# Been looking at this mill...



## Chris Roy (Feb 28, 2016)

Been looking at this mill. Wondering people's opinions on it as a first mill with limited space and cost. Just looking for something i can slowly upgrade if I want but not be half my shop and weigh more than my truck  Seems like this is similar to craftex  CX601 from busy bee but 1000$ cheaper....Any info is appreciated, thanks.

https://www.kmstools.com/king-canada-milling-drilling-machine-with-digital-readout-11623


----------



## PeterT (Feb 28, 2016)

I've seen some folks do decent model engineering work on the look-alikes to that model (possibly including Busy Bee). A lot equivalent discussion came up when someone was looking at King lathe. Its really hard to tell these days because some machines are just different paint & stickers. Others 'look' the same 5 feet away & spec sheet wise, but are substantially different where it counts. If its Taiwan made, that would make me feel better inside. If its Chinese made, still not necessarily bad, but do some specific Googling of that name/PN with user experience. Of course you will always run into the odd horror story, it happens across all brands. But that's where you need to convince yourself the company will replace/warranty. It would be nice if they could give you a couple recent customer contacts to check with, but I suspect with all the information security that's not an option anymore.

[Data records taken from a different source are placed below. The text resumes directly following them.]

PR #727, opened 2023-01-17
Add OctopusClient.Post with no template parameters

rain-on:
Currently all calls to OctopusClient.Post require the type being transmitted to be supplied as a Template parameter, which means anonymous types canno be posted.

This change adds two new Post methods which do not require the type being transmitted, and will instead rely on the newtonsoft serialisation to ensure the body of the request is correctly serialised.


borland:
@rain-on do you still want to proceed with this PR? or abandon it in favour of the less-impactful `Post<object>(...)`

PR #736, opened 2023-03-23
Add cancellation tokens for IDeploymentSettingsRepository

matt-richardson:
To make them more consistent with other repositories.


borland (approved):

stevencl840 (approved):
Nice move in the right direction

stevencl840:
Is the framework approved file not affected?

matt-richardson:
> Is the framework approved file not affected?

I dont think so... I think that only allows the sync client.

PR #742, opened 2023-05-04
Update push-package and setup-dotnet actions

desruc:
# Background

[sc-45166]

A nightly build didn't show up in deploy for OctopusClients. This is because there was a network timeout while pushing the nuget packages to octopus. The current version of the `push-packages-action` (v1) installs the .NET CLI and uses it to push packages. It was this installation that timed out.

This PR updates `push-packages-action` to v3 as it doesn't need the CLI at all.

It also updates the `setup-dotnet` action to v3 to stop the `Node.js 12 actions are deprecated.` warnings in the action logs.

We will still see the `The set-output command is deprecated and will be disabled soon` warning for now. We need swap over to `Octopus.OctoVersion.Tool` from `OctoVersion.Tool` to fix these warnings but that is blocked until https://github.com/nuke-build/nuke/pull/1104 is released in Nuke.

# Results

- Update `push-package-action` to `v3`
- Update `setup-dotnet` to `v3`


borland (approved):
LGTM!

PR #746, opened 2023-05-10
Isaac/retention policy cron expression

IsaacCalligeros95:
Adding Retention Policy Configuration with Cron Expression. See https://github.com/OctopusDeploy/OctopusDeploy/pull/18021 for details.

[sc-40132]

### DIFF
--- a/source/Octopus.Server.Client/Model/RetentionPoliciesConfigurationResource.cs
+++ b/source/Octopus.Server.Client/Model/RetentionPoliciesConfigurationResource.cs
@@ -3,18 +3,14 @@ using Octopus.Client.Extensibility.Attributes;
 
 namespace Octopus.Client.Model
 {
-    public class RetentionPoliciesConfigurationResource : IResource
+    public class RetentionPoliciesConfigurationResource : Resource
     {
         public RetentionPoliciesConfigurationResource()
         {
             Id = "retentionpolicies";
         }
 
-        public string Id { get; set; }
-
         [Writeable]
         public string CronExpression { get; set; } = "0 */4 * * *";
-
-        public LinkCollection Links { get; set; }
     }
 }
--- a/source/Octopus.Server.Client/Model/RetentionPoliciesConfigurationResource.cs
+++ b/source/Octopus.Server.Client/Model/RetentionPoliciesConfigurationResource.cs
@@ -1,0 +1,19 @@
+using Octopus.Client.Extensibility;
+using Octopus.Client.Extensibility.Attributes;
+
+namespace Octopus.Client.Model
+{
+    public class RetentionPoliciesConfigurationResource : IResource
+    {
+        public RetentionPoliciesConfigurationResource()
+        {
+            Id = "retentionpolicies";
+        }
+
+        public string Id { get; set; }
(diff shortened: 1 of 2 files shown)


source/Octopus.Server.Client/Model/RetentionPoliciesConfigurationResource.cs
```diff
@@ -0,0 +1,20 @@
...
+namespace Octopus.Client.Model
+{
+    public class RetentionPoliciesConfigurationResource : IResource
+    {
+        public RetentionPoliciesConfigurationResource()
+        {
+            Id = "retentionpolicies";
+        }
+
+        public string Id { get; set; }
```
veochen-octopus, line 13: Maybe dumb question, why is the `Id` on a configuration resource? Does this mean we can set the id?

IsaacCalligeros95: I'm not exactly sure but we store Configuration documents as ID, json pairs.
image
These are all defined in server with the base class ConfigurationDocument which takes the ID as a part of the constructor. I assume the Id is just there for matching purposes and can't or at least shouldn't be changed.

benPearce1: This should probably inherit from `Resource` which already contains an Id property.
If I remember correctly there should be no POST to create configuration records, so you can't just set any Id and POST it to the API, should require a GET and PUT.

IsaacCalligeros95: > This should probably inherit from `Resource` which already contains an Id property. If I remember correctly there should be no POST to create configuration records, so you can't just set any Id and POST it to the API, should require a GET and PUT.

The implementations are a bit all over the shop, some like ArchiveLimitConfigurationResource and EventRetentionConfigurationResource use IResource. These we're the most recent implementations of ConfigurationResources so I went with that approach. I've updated to use Resource and left the others as is, let me know you think it's worth updating those too.

benPearce1: If you change them, does it change the surface area test?

IsaacCalligeros95: Yep, 
image

benPearce1: Then just leave it as is

benPearce1 (approved):

source/Octopus.Server.Client/Model/RetentionPoliciesConfigurationResource.cs
veochen-octopus: Only reason I ask is that configuration's ID is a db level implementation detail and is used to map between a db row and its correct configuration type, i.e. the same id always maps to the same type and vice verse. Apart from the document store nothing else should need to know about the id. So IMO exposing the id in the resource is leaky. But seems like we don't have any strict rules around this. Just raising for future consideration.

PR #748, opened 2023-06-08
add oci registry feedtype enum and resource

hnrkndrssn:
This PR adds the new OCI Registry feed type as we're adding support for OCI Registries in Octopus Server.

[sc-43537]


IsaacCalligeros95 (approved):
LGTM

PR #30, opened 2022-01-22
Remove rxode2Test and additional test clean-ups

### LINKED ISSUE #19: Remove rxode2Test()
As discussed in #17, we plan to remove `rxode2Test()`.  The `test` argument to `rxode2Test()` has the following values where the only values suggested in the documentation are "CRAN and not cran".

The `rxode2Test()` code suggest that it:
* runs all tests if `test="cran"`
* Runs other tests, only if `Sys.getenv("NOT_CRAN") == "true"` (I think that is set by testthat)
* And otherwise skips the tests

I think that the underlying goal is to run all tests where `test="cran"` and skip tests that aren't labeled `test="cran"` on CRAN (but run them locally and on CI).  Is that correct?

Second to that, there are several values other than "cran" for `test`.  Do they need to be preserved?  The other values used are:

* demo
* focei
* indLin
* lincmt
* lvl2
* norm
* parseLincmt
* parsing
* plot
* print
* rxuse

billdenney:
This completely removes `rxode2Test()` (fixes #19).  In doing so, it replaces all of the test code because at minimum spaces changed at the beginning of the lines.  In addition to that, it tries to standardize some of the testing idioms used.

And, it fixes some other testing issues that may be platform-specific between Linux and Windows.


billdenney:
Also fixes #30.

mattfidler:
Add withr to suggests and it will likely have a successful check

mattfidler:
Windows/mac still isn't perfect.  But it is alot better than it was.  

Thank you for your help @billdenney

PR #32, opened 2022-01-23
Fix partial argument matching

billdenney:
I always run with `options(warnPartialMatchArgs=TRUE)` which results in warnings when function argument names are only partially-matched.  So, when doing some testing, I found these two partial argument matches.


mattfidler:
Thanks.  CRAN often rejects without full option matching.  Great catch.  I will enable it for me too :smile:

PR #33, opened 2022-01-23
Documentation update (no code changes)

billdenney:
I ran devtools::document() on the current code and there was a minor doc update that was missed in a previous commit.


mattfidler:
As you work a little more you may notice that reexports is changed differently configure and after a simple `devtools::document()`

PR #44, opened 2022-01-24
Catch too little memory available, and skip the test

billdenney:
The npde test fails when there is not a lot of memory available (about 22GiB in my tests).  So, skip it if there is not that much available.  The test for "not that much available" only works on Windows, and doing the test for Linux or Mac would get complicated (https://stackoverflow.com/questions/36079906/alternative-to-rs-memory-size-in-linux).


mattfidler:
This sounds fine.  I am unsure how many people manually run these tests other than us 😄

PR #45, opened 2022-01-24
Clarify and standardize all file-related test skips

billdenney:
Some tests were skipped using `if (file.exists(...))` making the skip silent.  This switches to using `skip_if_not(file.exists(...))` throughout to make file skips clearer.  It also tries to give the file variables unique names so that a skipped test is immediately findable.

### DIFF
--- a/tests/testthat/test-cbind-study-individual.R
+++ b/tests/testthat/test-cbind-study-individual.R
@@ -36,10 +36,10 @@ if (FALSE) {
 }
 
 test_that("cbind study and individual", {
-  qs <- test_path("data-cbind-study-individual.qs")
-  skip_if_not(file.exists(qs))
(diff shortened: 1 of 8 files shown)


mattfidler:
May have to document some standard here so I (and others) can follow it.

billdenney:
The overall idea is to use this pattern:

```r
test_that("description", {
  fileSpecificToTest <- test_path("filename.qs")
  skip_if_not(file.exists(test_path(fileSpecificToTest)))
  dat <- qs::qload(fileSpecificToTest)
  # insert tests here
})
```

I agree that this should go into contributing guidelines.  (I don't think that we yet have contributing guidelines.)

mattfidler:
It should be qread I think...

billdenney:
Ah good point.  The file I was looking at used `qs::qload()`.  I'll fix that in another PR.

PR #49, opened 2022-01-25
Call rxode2 model build in separate process.

### LINKED ISSUE #43: rxUse Failure on Windows
TL;DR: Should we skip the rxUse test on Windows?

When running the `rxUse()`/`rxPkg()` tests, there is an error on Windows (ref #29).  My initial testing found that the error was here:

https://github.com/nlmixr2/rxode2/blob/2908fc9e128863178329e089dd43fc4917943905/R/rxode2.R#L1338

And the error was:

```
Error in dyn.unload(.cDllFile) : 
  shared object 'C:/Users/BILLDE~1/AppData/Local/Temp/RTMPUC~2/RXUSE-~1/rxm/inst/rx/rxm_mod.dll' was not loaded
```

I got farther when I modified the line above to be `try({dyn.unload(.cDllFile)})`, but there was a later error that I couldn't directly identify.  I'd be a bit worried to wrap the `dyn.unload()` in `try()` in a general sense.  The function seems a bit ancillary to the main purpose of `rxode2`, so I'd lean toward ignoring the error on Windows.  And possibly, we could give a warning that the function may not work on Windows for any users.

@mattfidler, What are your thoughts?

mattfidler:
Closes #43


mattfidler:
I think this should work for windows @billdenney can you check?

It is slower (because it calls a new R process for each model added to the package), but works on windows.

billdenney:
I'm testing it now, and it looks like it's working, but it also appears to be installing some packages on my system (like an updated version of RcppArmadillo, and it is reinstalling rxode2).

mattfidler:
It doesnt reinstall rxodd2 on my system.

billdenney:
The rxode2 version installed on that system was several commits old.  I think that is the reason it was to installed.

mattfidler:
Ah.  That is likely the reason

billdenney:
When I checked in the morning, the test was successful on my Windows system.

mattfidler:
Thanks Bill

A little bit more info here. maybe you can download the manual too, often they are PDF
http://www.kingcanada.com/Products.htm?CD=36&ID=21355

Its not a super heavy duty machine, so maybe first question is what kind of work are you intending? For the most part, if its accurate & repeatable, that's way higher on my list. I suspect it has dovetail on the z-axis column which is a lot less headache preserving center than round column mill/drills. Take a look at dials, sometimes they are fromage. Goofy things like metric leadscrew pitch so some bizarre scale like 1 turn = 0.150" vs an even 0.100". Generally the X&Y accuracy is pretty good, at least my King RF-45 is, But the Z is out to lunch & that was a pre-known. Personally I would budget for a Chinese DRO one day & be done with it. You will enjoy machining so much more & who cares what the dials say or backlash etc. R8 is a very common (N_Am) spindle so lots of tooling availability. I don't know much about the motor drive & electrics. Something to check into.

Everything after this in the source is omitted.